Какое-то время Сталина молчала, раздумывая. Заговорила неспешно и осторожно. Было такое ощущение, будто Сталина откуда-то выхватывала слова раскаленными, перекидывала их с ладошки на ладошку, дула на них и, лишь слегка остудив, укладывала в предложение. И от этих еще неостывших слов веяло волнующим теплом.

— Как руководитель ты, Максим, в ногу с веком. Даже в авангарде. Умеешь работать. Можешь повелевать. Тверд. Прям. Остер. Все на месте… Но как человек ты подотстал от времени. Излишне сентиментален. Сверх меры самокритичен и совестлив. Обложил себя надуманными нравственными табу и запинаешься и бьешься о них, ушибая и раня душу, травмируя нервы…

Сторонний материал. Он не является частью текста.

PR #230, opened 2019-03-29
Reduce parameter for ci job

refack:
This should work in any case, since we pass the defaults anyway

Also:
* Trigger bot note for `Lite-CI`


refack:
It's working (and generating a simpler URL that's consistent with the new comment generated for full CI runs)
image

PR #244, opened 2019-09-21
Fix to use the port value of dotenv

vomvoru:
[As-is]
It not use the port value of dotenv.

[To-be]
It use the port value of dotenv.


phillipj:
Thanks a lot for contributing, good catch! 💯

PR #250, opened 2020-01-06
labels: add "wasi" label

ZYSzys:


test/unit/node-labels.test.js
```diff
@@ -203,6 +203,16 @@ tap.test('label: "libuv" when ./deps/uv/ files has been changed', (t) => {
   t.end()
 })
 
+tap.test('label: "wasi" when ./deps/uv/ files has been changed', (t) => {
```
phillipj: Should be `./deps/uvwasi/`?

ZYSzys: Fixed, Thanks !

PR #265, opened 2020-07-01
feat: ping reviewers based on which files were changed

mmarchini:
Using a custom OWNERS file, `github-bot` will ping the appropriate teams
based on which files were changed in a Pull Request. This feature is
inteded to work around GitHub's limitation which prevents teams without
explicit write access from being added as reviewers (thus preventing the
vast majority of teams in the org from being used on GitHub's CODEOWNERS
feature).

The OWNERS file is a yaml file (to simplify parsing) composed of
key-value paris. The key is always a string and represents a glob of the
changed files. The value is always an array of strings, and each string
is a team to be pinged.

Ref: https://github.com/nodejs/node/issues/33984
Ref: https://github.com/nodejs/node/pull/34150


mmarchini:
Still need to add tests, but I'm looking for feedback on the implementation (using a YAML file, fetching from core, etc.). This has been discussed already in https://github.com/nodejs/node/pull/33895 and https://github.com/nodejs/node/issues/33984 (and a couple old pull requests where CODEOWNERS were first introduced but then removed because of the GitHub limitations mentioned above).

phillipj:
Conceptually looks good to me 👍

The fact that the definition lives inside the node repo is surely a step in a more sustainable direction going forward.

I'm not opinionated about the format and naming of `OWNERS | CODEOWNERS`, whatever makes most sense for the core maintainers.

lib/node-repo.js
```diff
@@ -1,42 +1,88 @@
...
+      return options.logger.error(err, 'Couldn\' determine default branch')
+    }
+
+    const { default_branch: defaultBranch } = data
+
+    const url = `https://raw.githubusercontent.com/${owner}/${repo}/${defaultBranch}/OWNERS.yml`
+    debug(`Fetching OWNERS on ${url}`)
+    request(url, (err, res, body) => {
+      if (err || !res || res.statusCode >= 400) {
+        return options.logger.error(err, 'Error retrieving OWNERS')
```
lundibundi, line 62: Perhaps, also log `res` (or at least `res.statusCode`) in this case?

mmarchini:
Previous version was a merge-conflict show, it was easier for me to go revert the changes and copy them manually. I added all new functions after current function to avoid any future conflicts if this doesn't land soon.

Main changes:

  - Rewrote everything in `async/await` fashion since we started to use it
  - Broke down all steps into separate function to make testing easier
  - The format is not YAML anymore, we're using the same format GitHub does
    - No need to create a new file on nodejs/node amymore, as soon as we land this the bot will start ping folks :D
  - Added tests
    - I used nock for all tests because using sinon to stub github API calls will supress deprecation warnings that are helpful when bumping major versions of the github rest API package

lib/node-repo.js
mmarchini: Agreed, but can be done in a follow up PR (so we don't block the PR)

lib/node-repo.js
```diff
@@ -185,10 +189,115 @@ function stringsInCommon (arr1, arr2) {
...
+    throw err
+  }
+}
+
+async function getDefaultBranch ({ owner, repo, logger }) {
+  try {
+    const data = (await githubClient.repos.get({ owner, repo })).data || { }
+
+    if (!data['default_branch']) {
+      logger.error(null, 'Couldn\' determine default branch')
```
targos, line 223:
```suggestion
      logger.error(null, 'Could not determine default branch')
```

lib/node-repo.js
```diff
@@ -185,10 +189,115 @@ function stringsInCommon (arr1, arr2) {
...
+  })
+}
+
+async function resolveOwnersThenPingPr (options) {
+  const { owner, repo } = options
+  const times = options.retries || 5
+  const interval = options.retryInterval || fiveSeconds
+  const retry = fn => Aigle.retry({ times, interval }, fn)
+
+  options.logger.debug('getting file paths')
```
targos, line 252:
```suggestion
  options.logger.debug('Getting file paths')
```

lib/node-repo.js
```diff
@@ -185,10 +189,115 @@ function stringsInCommon (arr1, arr2) {
...
+  options.number = options.prId
+  const filepathsChanged = await retry(() => getFiles(options))
+
+  options.logger.debug('getting default branch')
```
targos, line 256:
```suggestion
  options.logger.debug('Getting default branch')
```

lib/node-repo.js
```diff
@@ -185,10 +189,115 @@ function stringsInCommon (arr1, arr2) {
...
+  const defaultBranch = await retry(() => getDefaultBranch(options))
+
+  const url = getCodeOwnersUrl(owner, repo, defaultBranch)
+  options.logger.debug(`Fetching OWNERS on ${url}`)
+
+  const file = await retry(() => getCodeOwnersFile(url, options))
+
+  options.logger.debug('parsing codeowners file')
```
targos, line 264:
```suggestion
  options.logger.debug('Parsing codeowners file')
```

lib/node-repo.js
```diff
@@ -185,10 +189,115 @@ function stringsInCommon (arr1, arr2) {
...
+  const owners = Owners.fromFile(file)
+  const selectedOwners = owners.getOwnersForPaths(filepathsChanged)
+
+  options.logger.debug('pinging codeowners file')
```
targos, line 268:
```suggestion
  options.logger.debug('Pinging codeowners file')
```

mmarchini:
@phillipj do you want to take another look before we land this? Was hoping to land it this week.

mmarchini:
@phillipj feel free to ping me if you have any comments, suggestions or concerns on this PR. I can send a patch addressing those or we can revert if necessary.

phillipj:
Gotcha! Sorry for the late reply, your ping a few days ago drowned in my
mailbox somehow.

PR #267, opened 2020-07-22
label: mark all quic change as `dont-land-v14.x`

MylesBorins:
As per discussion on GitHub it does not appear that QUIC is intended
to be backported to v14.x, add appropriate label.

/cc @jasnell to confirm


richardlau:
@MylesBorins That also implies we should add the other dont-land-* labels (e.g. `dont-land-v12.x`)?

MylesBorins:
I've added the `dont-land-v12.x` label as well. Did not include 10.x as it is in maintenance

MylesBorins:
@targos PTAL

MylesBorins:
is there anything else we need to do to deploy this? Do we have CD in place?

phillipj:
CD is setup, yes. The bot automatically gets deployed when changes lands in master 🚀

PR #43, opened 2017-02-08
Add native ETW input

karolz-ms:
Also fix a few minor build warnings

### DIFF
--- a/README.md
+++ b/README.md
@@ -10,6 +10,7 @@ It runs in the same process as the application, so communication overhead is min
 - [PerformanceCounter](#performancecounter)
 - [Serilog](#serilog)
 - [Microsoft.Extensions.Logging](#microsoftextensionslogging)
+- [ETW (Event Tracing for Windows)](#etw-event-tracing-for-windows)
  
 **Outputs**
 - [StdOutput (console output)](#stdoutput)
@@ -142,8 +143,8 @@ This input listens to EventSource traces. EventSource classes can be created in 
 
 | Field | Values/Types | Required | Description |
 | :---- | :-------------- | :------: | :---------- |
-| `providerName` | provider name | Yes | This field specify what kind of input this is. For this input, it must be "EventSource" |
-| `level` | Critial, Error, Warning, Informational, Verbose, LogAlways | No | Specifies the collection trace level. Traces with equal or higher severity than specified are collected. For example, if Warning is specified, then Critial, Error, and Warning traces are collected. Default is All. |
+| `providerName` | provider name | Yes | Specifies the name of the EventSource to track. |
+| `level` | Critial, Error, Warning, Informational, Verbose, LogAlways | No | Specifies the collection trace level. Traces with equal or higher severity than specified are collected. For example, if Warning is specified, then Critial, Error, and Warning traces are collected. Default is LogAlways, which means "provider decides what events are raised", which usually results in all events being raised. |
 |`keywords` | An integer | No | A bitmask that specifies what events to collect. Only events with keyword matching the bitmask are collected, except if it's 0, which means everything is collected. Default is 0. |
 
 #### PerformanceCounter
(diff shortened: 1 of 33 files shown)


src/Microsoft.Diagnostics.EventFlow.EtwUtilities/project.json
```diff
@@ -0,0 +1,40 @@
+{
+  "version": "1.0.0-*",
+
+  "dependencies": {
+    "NETStandard.Library": "1.6.0"
```
brahmnes: Does it work if I want to run on netstandard 1.3?

src/Microsoft.Diagnostics.EventFlow.Inputs.Etw/EtwInput.cs
```diff
@@ -0,0 +1,163 @@
...
+        private EventFlowSubject<EventData> subject;
+        private ITraceEventSession session;
+        private bool isDisposed;
+
+        public EtwInput(IConfiguration configuration, IHealthReporter healthReporter)
+        {
+            Requires.NotNull(configuration, nameof(configuration));
+            Requires.NotNull(healthReporter, nameof(healthReporter));
+
+            IConfiguration providersConfiguration = configuration.GetSection("providers");
```
xiaomi7732: There are 2 places of the same string of 'providers' (in line 31 and line 34). I don't feel conformable seeing strings duplicated themselves in code. :-) Can we refactor that these strings are provided by EtwProviderConfiguration class as constants?

src/Microsoft.Diagnostics.EventFlow.Inputs.Etw/ITraceEventSession.cs
```diff
@@ -0,0 +1,21 @@
+﻿// ------------------------------------------------------------
+//  Copyright (c) Microsoft Corporation.  All rights reserved.
+//  Licensed under the MIT License (MIT). See License.txt in the repo root for license information.
+// ------------------------------------------------------------
+
+using System;
+using System.Collections.Generic;
```
xiaomi7732: nit: Remove unused usings.

src/Microsoft.Diagnostics.EventFlow.Inputs.Etw/StandardTraceEventSession.cs
```diff
@@ -0,0 +1,90 @@
...
+        {
+            Requires.NotNull(healthReporter, nameof(healthReporter));
+
+            this.healthReporter = healthReporter;
+            this.inner = new TraceEventSession($"EventFlow-{nameof(EtwInput)}-{Guid.NewGuid().ToString()}", TraceEventSessionOptions.Create);
+            this.inner.Source.Dynamic.All += OnEvent;
+            this.isProcessing = false;
+        }
+
+        public event Action<EventData> AllEvents;
```
xiaomi7732: AllEvents serves a purpose that whenever the trace event happens, it got invoked. It is exposed as a public event here. At least one event handler is required, right? I feel it is a bit over exposed and it makes me feel exhausted to do null check every time is is used.
Can we make it a a private field as a simple delegate, that be passed in as a parameter in the constructor? We can then simply do null check once in the constructor and we don't need to worry about null reference in Process() or OnEvent().

src/Microsoft.Diagnostics.EventFlow.EtwUtilities/project.json
karolz-ms: Excellent thought, but unfortunately netstandard1.3 requires 4.6 and we depend on System.Diagnostics.Process which is not available for netstandard1.2 (which can do 451). Bottom line this is probably best we can do at the moment.

src/Microsoft.Diagnostics.EventFlow.Inputs.EventSource/EventSourceInput.cs
```diff
@@ -10,14 +10,12 @@
 using Microsoft.Extensions.Configuration;
 using Microsoft.Diagnostics.EventFlow.Configuration;
 using Validation;
```
karolz-ms: will do

src/Microsoft.Diagnostics.EventFlow.Inputs.EventSource/EventSourceInput.cs
```diff
@@ -117,9 +115,9 @@ private void EnableInitialSources()
         private void EnableAsNecessary(EventSource eventSource)
         {
             // Special case: enable TPL activity flow for better tracing of nested activities.
-            if (eventSource.Guid == TplEventSourceGuid)
+            if (eventSource.Guid == TplActivities.TplEventSourceGuid)
             {
-                this.EnableEvents(eventSource, EventLevel.LogAlways, (EventKeywords)TaskFlowActivityIds);
+                this.EnableEvents(eventSource, EventLevel.LogAlways, (EventKeywords) TplActivities.TaskFlowActivityIdsKeyword);
```
karolz-ms: ok

src/Microsoft.Diagnostics.EventFlow.Inputs.Etw/EtwInput.cs
karolz-ms: sure

src/Microsoft.Diagnostics.EventFlow.Inputs.Etw/ITraceEventSession.cs
karolz-ms: done

src/Microsoft.Diagnostics.EventFlow.Inputs.Etw/StandardTraceEventSession.cs
karolz-ms: Very good suggestion. I ended up requiring a delegate to be passed to the Process() method of the ITraceEventSession interface.

README.md
```diff
@@ -292,6 +293,48 @@ namespace LoggerEventFlow
...
+| `type` | "ETW" | Yes | Specifies the input type. For this input, it must be "ETW". |
+| `providers` | JSON array | Yes | Specifies ETW providers to collect data from. |
+
+*Providers object*
+
+| Field | Values/Types | Required | Description |
+| :---- | :-------------- | :------: | :---------- |
+| `providerName` | provider name | Yes(*) | Specifies the name of the ETW provider to track. |
+| `providerGuid` | provider GUID | Yes(*) | Specifies the GUID of the ETW provider to track. |
+| `level` | Critial, Error, Warning, Informational, Verbose, LogAlways | No | Specifies the collection trace level. Traces with equal or higher severity than specified are collected. For example, if Warning is specified, then Critial, Error, and Warning traces are collected. Default is All. |
```
karolz-ms: Well, yes an no. Yes, LogAlways is 0 and Critical is 1. But LogAlways has a special meaning, which is "provider decides which events are raised" and by default it results in raising (and capturing) all events. 

I have updated the docs.

src/Microsoft.Diagnostics.EventFlow.Inputs.Etw/EtwInput.cs
```diff
@@ -0,0 +1,163 @@
...
+                    this.session.EnableProvider(providerConfiguration.ProviderGuid, providerConfiguration.Level, (ulong)providerConfiguration.Keywords);
+                }
+                else
+                {
+                    this.session.EnableProvider(providerConfiguration.ProviderName, providerConfiguration.Level, (ulong)providerConfiguration.Keywords);
+                }
+            }
+
+            // Also enable .NET Task Parallel Library hierarchical activity tracking
+            this.session.EnableProvider(TplActivities.TplEventSourceGuid, TraceEventLevel.Always, TplActivities.TaskFlowActivityIdsKeyword);
```
karolz-ms: Think about enabling this provider with this keyword as a flag that enables [hierarchical activity generation for .NET applications](https://blogs.msdn.microsoft.com/vancem/2015/09/14/exploring-eventsource-activity-correlation-and-causation-features/). This is low-cost thing, but maybe should be a "on by default, can turn off if necessary" thing. I will leave as-is for now.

«Да-да, — думал Бурлак. — Она права. Все время мучаю себя дурацким самоанализом. Казню и наказываю. За все хочу заплатить своими боками. Как точно она угадала…»

— Спасибо, Сталина, — сказал он прочувствованно и руку ей поцеловал.

— Погоди со спасибо. Наливай. Выпьем за твое здоровье. За эти прекрасные десять дней, которые я никогда не забуду.

Бурлак разлил коньяк, потянулся с рюмкой чокнуться. Сталина вдруг обхватила его за шею и прильнула губами к его губам. У Бурлака перехватило дух.

— Сумасшедшая, — сдавленно пробормотал Бурлак, резко отстраняясь от женщины.

Отведя глаза, Сталина понимающе улыбнулась, нежно погладила его по щеке.